Material for the task:
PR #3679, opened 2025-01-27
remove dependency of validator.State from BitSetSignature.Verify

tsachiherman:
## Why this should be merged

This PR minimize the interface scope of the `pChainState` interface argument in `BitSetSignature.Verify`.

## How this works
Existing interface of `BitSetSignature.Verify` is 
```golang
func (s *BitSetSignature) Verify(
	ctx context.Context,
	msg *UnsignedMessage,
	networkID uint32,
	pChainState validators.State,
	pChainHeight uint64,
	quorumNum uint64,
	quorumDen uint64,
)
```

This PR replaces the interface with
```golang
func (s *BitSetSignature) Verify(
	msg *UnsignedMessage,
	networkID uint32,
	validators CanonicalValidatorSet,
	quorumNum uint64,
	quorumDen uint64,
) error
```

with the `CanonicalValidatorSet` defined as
* * *
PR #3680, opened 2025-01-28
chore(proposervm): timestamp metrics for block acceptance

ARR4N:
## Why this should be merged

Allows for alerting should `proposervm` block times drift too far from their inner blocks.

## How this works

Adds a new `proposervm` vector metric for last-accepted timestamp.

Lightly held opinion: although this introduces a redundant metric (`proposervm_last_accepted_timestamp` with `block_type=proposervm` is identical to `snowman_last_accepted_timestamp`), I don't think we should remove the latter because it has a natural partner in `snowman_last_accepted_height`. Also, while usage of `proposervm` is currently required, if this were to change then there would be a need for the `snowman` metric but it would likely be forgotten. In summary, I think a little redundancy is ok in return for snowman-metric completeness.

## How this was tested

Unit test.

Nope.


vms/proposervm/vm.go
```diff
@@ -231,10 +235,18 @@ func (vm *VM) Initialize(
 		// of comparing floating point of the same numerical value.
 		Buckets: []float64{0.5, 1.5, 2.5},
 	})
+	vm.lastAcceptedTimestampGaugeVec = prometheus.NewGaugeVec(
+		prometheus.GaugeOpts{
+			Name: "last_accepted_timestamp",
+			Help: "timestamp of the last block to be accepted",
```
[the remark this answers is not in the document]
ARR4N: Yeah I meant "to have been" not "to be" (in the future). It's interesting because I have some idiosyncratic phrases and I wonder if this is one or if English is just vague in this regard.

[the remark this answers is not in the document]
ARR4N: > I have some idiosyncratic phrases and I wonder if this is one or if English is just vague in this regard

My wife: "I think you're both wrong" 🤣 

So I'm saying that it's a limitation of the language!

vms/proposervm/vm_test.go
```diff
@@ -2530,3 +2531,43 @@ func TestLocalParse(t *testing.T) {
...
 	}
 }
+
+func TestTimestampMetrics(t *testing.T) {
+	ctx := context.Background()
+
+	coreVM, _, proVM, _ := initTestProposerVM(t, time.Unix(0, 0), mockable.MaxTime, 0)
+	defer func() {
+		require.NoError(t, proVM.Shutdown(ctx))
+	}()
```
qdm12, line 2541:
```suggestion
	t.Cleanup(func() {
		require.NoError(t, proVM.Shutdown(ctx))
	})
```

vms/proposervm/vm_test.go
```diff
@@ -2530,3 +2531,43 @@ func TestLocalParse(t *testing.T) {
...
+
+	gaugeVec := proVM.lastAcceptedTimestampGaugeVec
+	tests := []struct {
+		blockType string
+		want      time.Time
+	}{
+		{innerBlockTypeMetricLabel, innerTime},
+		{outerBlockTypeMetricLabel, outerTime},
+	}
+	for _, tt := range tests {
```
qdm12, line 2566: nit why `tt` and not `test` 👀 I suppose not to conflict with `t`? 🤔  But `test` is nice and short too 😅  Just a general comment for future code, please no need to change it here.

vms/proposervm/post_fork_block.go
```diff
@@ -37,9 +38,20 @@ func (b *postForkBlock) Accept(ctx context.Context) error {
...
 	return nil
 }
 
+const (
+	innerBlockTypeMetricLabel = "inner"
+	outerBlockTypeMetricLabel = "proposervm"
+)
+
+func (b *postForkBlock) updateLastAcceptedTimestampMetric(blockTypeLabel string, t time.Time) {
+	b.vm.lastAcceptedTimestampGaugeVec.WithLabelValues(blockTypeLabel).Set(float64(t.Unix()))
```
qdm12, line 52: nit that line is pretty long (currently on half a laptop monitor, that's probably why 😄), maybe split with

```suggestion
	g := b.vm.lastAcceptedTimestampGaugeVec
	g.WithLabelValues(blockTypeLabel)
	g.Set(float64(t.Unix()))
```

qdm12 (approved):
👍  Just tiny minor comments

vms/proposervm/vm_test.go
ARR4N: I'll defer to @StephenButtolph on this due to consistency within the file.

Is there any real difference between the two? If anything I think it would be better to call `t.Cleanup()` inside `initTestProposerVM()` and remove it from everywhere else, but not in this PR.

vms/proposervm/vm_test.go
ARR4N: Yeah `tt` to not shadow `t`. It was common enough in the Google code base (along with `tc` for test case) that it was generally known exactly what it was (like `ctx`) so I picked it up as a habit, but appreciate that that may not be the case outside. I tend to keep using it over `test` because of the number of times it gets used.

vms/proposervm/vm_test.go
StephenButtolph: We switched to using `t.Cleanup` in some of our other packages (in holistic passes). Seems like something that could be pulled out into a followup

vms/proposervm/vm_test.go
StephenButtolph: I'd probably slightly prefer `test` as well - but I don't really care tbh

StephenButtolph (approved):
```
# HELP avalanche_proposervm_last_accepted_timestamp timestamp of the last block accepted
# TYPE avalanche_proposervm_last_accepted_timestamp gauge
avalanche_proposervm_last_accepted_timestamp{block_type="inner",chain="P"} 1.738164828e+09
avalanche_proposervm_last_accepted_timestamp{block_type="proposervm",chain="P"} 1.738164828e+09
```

How to complete this task: Search the preceding listing for the word "vague" and pull out every line that holds it.

Task answer:
ARR4N: Yeah I meant "to have been" not "to be" (in the future). It's interesting because I have some idiosyncratic phrases and I wonder if this is one or if English is just vague in this regard.
ARR4N: > I have some idiosyncratic phrases and I wonder if this is one or if English is just vague in this regard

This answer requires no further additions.